Der alles entscheidende Prozess im Streit zwischen Apple und Qualcomm nimmt ein überraschendes Ende, kaum war die Jury bestimmt. Das hat aber seine Gründe weit außerhalb des Gerichtssaals.

Die Realität macht einen manchmal die schönsten Geschichten kaputt. Da hatten wir uns darauf gefreut, täglich über die neuesten Entwicklungen in einem Gerichtssaal in San Diego zu berichten und die Geschehnisse einzuordnen – schon ist der Prozess am Tag nach Auswahl der Jury beendet. Die Geschworenen waren recht interessant zusammen gesetzt, laut Bloomberg war etwa eine Frau dabei, die noch nie ein Smartphone besaß und ein ehemaliger Baseball-Profi, der nach der Karriere zum Fluglotsen wurde. Doch wäre es nun einmal die Aufgabe des Gerichts gewesen, aus den Aussagen der Experten und Firmenanwälte ein klares Verständnis der Sachlage herauszufragen, so dass auch Laien in der Lage sind, ein Urteil zu fällen. Hat Apple die Patente des Beklagten verletzt und wenn ja, wie sehr hat Qualcomm dies geschadet? Und, viel wichtiger: Hat Qualcomm unfair seine Marktposition ausgenutzt, um Modems nicht nur zu teuer zu verkaufen, sondern mittels Lizenzen auch am restlichen Gerät mit zu verdienen?

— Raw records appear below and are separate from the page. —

PR #79, opened 2026-06-20
feat(tools)!: GA-API parity — tako_search/answer/contents/agent (TAKO-3221)

robertabbott:
## Summary

Brings the canonical (Workers) MCP tool set to parity with Tako's GA public API. Part of TAKO-3221 (MCP server parity). **Breaking** tool rename → version bump **0.1.0 → 0.2.0**.

- **`knowledge_search` → `tako_search`** — rename only; intentionally keeps the legacy `/api/v1/knowledge_search` endpoint (it has fast + deep + async; `/api/v3/search` is fast-only, TAKO-3183).
- **`grounding` → `tako_answer`** — migrated to GA `/api/v1/answer`; request is the v3 `{query, source_indexes}` shape; result is `{answer, cards, web_results, request_id}` (drops `tako_selected`/`confidence`).
- **`tako_contents`** (new) — `POST /api/v1/contents`; returns the presigned download URL and inlines extracted web text (capped).
- **`tako_agent`** (new) — Agent API `POST /api/v1/agent/runs` + poll `GET /api/v1/agent/runs/{run_id}`, emitting `notifications/progress` each poll. ChatGPT (no progress-reset support) gets a `tako_agent_start` / `tako_agent_wait` split, gated in `mcp.ts` exactly like the existing deep-search split.

Tools stay hand-written; the registry (`_registry.ts` + `registry/server.json`) is regenerated (16 tools). Auth is unchanged (connection-level OAuth/Bearer — tools added zero auth code). The non-GA tools (reports/chart/credit + the ChatGPT deep-search split) are intentionally untouched this pass.

## Lines changed (logic / tests / docs)
- **Logic:** ~+600 — the 4 GA tools + `tako_agent` split + `mcp.ts` gating + regenerated registry
- **Tests:** ~+318 — per-tool vitest (incl. fake-timer agent polling) + `index.test.ts` gating assertions
- **Docs/version:** ~+28 — README/AGENTS/llms\* tool reference + breaking-change note + 0.2.0 bump
- Total: 23 files, ~+970 / −480

## Testing
- `npm test` — **235/235**; `npm run registry:check` — ok (16 tools, no drift); `npm run typecheck` — clean (strict, incl. `noUncheckedIndexedAccess`).
- Built subagent-driven (5 tasks, per-task review + an opus whole-branch review — no Critical/Important findings). Agent-API slash-less route path verified against the backend urlconf.

## ⚠️ Billing caveat
`tako_agent` over MCP is **unbilled for PAYG orgs** until **TAKO-3245** (Agent API metering) lands — the Agent API currently has no `@meters_api_credits`. Caveat is also commented in the tool files. Not a blocker, but don't broadly promote agent-over-MCP to PAYG customers until 3245 ships.

## Deferred (non-blocking, noted in review)
- `tako_contents`: add truncation-cap + fetch-failure-degradation tests.
- `llms-full.txt` `tako_answer` entry: cosmetic api_token note.


workers/src/tools/tako_agent_wait.ts
```diff
@@ -0,0 +1,46 @@
...
+  inputSchema,
+  outputSchema: agentRunSchema,
+  annotations: {
+    title: "Tako: Wait for Agent Run",
+    readOnlyHint: true,
+    destructiveHint: false,
+    openWorldHint: false,
+  },
+  async handler(input, ctx): Promise<AgentRun> {
+    return pollAgentRun(ctx, input.run_id);
```
robertabbott: The whole reason `tako_agent_start`/`tako_agent_wait` exists (per `mcp.ts`: "ChatGPT's Apps SDK doesn't send a progressToken … can't survive ChatGPT's ~60 s ceiling") is so each `wait` call returns *before* that ceiling and the model re-polls. But this handler delegates straight to `pollAgentRun`, which loops until `completed`/`failed` with no per-call budget — so for a 60–90 s run it blocks the single call past ChatGPT's ~60 s timeout, exactly the failure the split was built to prevent. The parallel `wait_for_knowledge_search` caps a single call at `MAX_WAIT_CEILING_S = 50` and returns `timed_out: true` to drive the chain. This tool's own description ("call this tool again with the same `run_id`", "cap the chain at 12 calls") describes that bounded-poll contract, but `agentRunSchema` has no `timed_out`/still-running terminal and `pollAgentRun` never returns early. Should `tako_agent_wait` do a budget-capped poll (~50 s) and return a non-terminal "still running" status so the model can re-call, mirroring `wait_for_knowledge_search`?

workers/src/tools/tako_agent.ts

Apple und Qualcomm haben sich außergerichtlich geeinigt.
Apple und Qualcomm haben sich außergerichtlich geeinigt.
Foto: Billion Photos - shutterstock.com

Die Antwort bleibt aus, ein gerichtsfestes Urteil in der Sache wird es nicht geben. Viele Beobachter sahen Apple im Vorteil, obwohl Qualcomm auf einem Nebenschauplatz ein Verkaufsverbot gegen ältere iPhone-Modelle durchsetzen konnte – basierend auf Patenten, die anderswo für ungültig erklärt worden waren. Dennoch zieht Apple zurück, zahlt Qualcomm einen ausstehenden Betrag – das Unternehmen aus San Jose hatte eine Milliarde US-Dollar gefordert – und sichert für sechs Jahre zu, Funk-Modems aus Südkalifornien zu beziehen und brav Lizenzen zu bezahlen. Wahrscheinlich zähneknirschend, denn die zerstrittenen CEOs Tim Cook (Apple) und Steve Mollenkopf (Qualcomm) sind gewiss nicht über Nacht Freunde geworden.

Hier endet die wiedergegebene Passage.